====== INPUT DATA ======
PR #1243, opened 2021-08-16
[master] Project README.md update

rfelcman:
This commit extends current project `README.md` with info about latest published version in Maven Central, Nightly build status and latest available snapshot (master only).


lukasj (approved):
LGTM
======
# WHAT IS EXPECTED
Give the lines exactly as they stand, from the line with "[master] Project README.md update" through the end of the material.

# OUTPUT OF THE TASK
[master] Project README.md update

rfelcman:
This commit extends current project `README.md` with info about latest published version in Maven Central, Nightly build status and latest available snapshot (master only).


lukasj (approved):
LGTM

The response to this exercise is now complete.